Des équipes viennent devant l’usine soit pour saccager, soit pour demander à des ouvriers de transmettre ces menaces. Tant qu’on est client d’un industriel chinois, tout va bien, mais dès qu’on devient concurrent, on est en danger de mort. Ne se sentant pas en sécurité dans la zone industrielle de Dongguan, où se trouve son usine, il vit à 250 km de là, à Canton, et fait la navette tous les jours.

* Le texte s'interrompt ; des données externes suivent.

PR #2125, opened 2024-12-24
fix: KubernetesObjectSerializer::deserialize() should support list api

thestupd:
- Added a new KubernetesObjectList class to handle list APIs with appropriate schema attributes (apiVersion, kind, metadata, and items).
- Updated the deserialization logic to instantiate and populate KubernetesObjectList instances when appropriate.
- Added test cases to validate the deserialization of Kubernetes object lists, ensuring correctness and compatibility with unknown object schemas.

### DIFF
--- a/src/serializer.ts
+++ b/src/serializer.ts
@@ -1,5 +1,6 @@
-import { ObjectSerializer, V1ListMeta } from './api';
+import { ObjectSerializer } from './api';
 import { V1ObjectMeta } from './gen/model/v1ObjectMeta';
+import { V1ListMeta } from './gen/model/v1ListMeta';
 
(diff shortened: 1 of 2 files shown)


empty21:
The custom Serializer update in version `0.22.0` for `KubernetesObject`, replacing `ObjectSerializer`, caused a breaking issue in my application. This is because the `KubernetesObjectList` case was not handled properly.  

Example:  
```typescript
const responseList = await objectApi.list("foo", "bar", "default");
const firstItem = responseList.body.items[0];
// Modify some data
await objectApi.replace(firstItem); // This fails because the items in the list are not deserialized correctly.
```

Sans parler des tracasseries administratives, sur lesquelles il ne souhaite pas s’étendre pour ne pas avoir d’ennuis. Un autre industriel français, basé à Shenzhen, non loin de Dongguan, accepte de les évoquer, mais sous couvert d’anonymat : La corruption au sein des gouvernements locaux est un problème monstrueux, et nous en souffrons quotidiennement. On doit consacrer au minimum 10% de notre chiffre d’affaires aux enveloppes rouges les pots de vin, ndlr.

Enfin, le ralentissement du marché intérieur chinois depuis un an est, selon Jean-Charles Viancin, non seulement très perceptible, mais durable. Il touche les industriels qui sont dans le moyen de gamme, tandis que le bas de gamme et le luxe continuent de prospérer. Ce qui signifie que l’écart des richesses ne cesse de se creuser, analyse le patron de Super Silicone. Il a peu d’espoir dans l’avenir industriel du pays.

Malgré les appels officiels à l’innovation, les PME chinoises ne font généralement pas de recherche et de développement, et stagnent dans le bas de gamme. Pour lui, la Chine reste ni plus ni moins l’atelier du monde… Mais le problème est que cet atelier est de plus en plus cher. Au point de l’inciter à revenir participer au redressement productif français cher à la nouvelle majorité.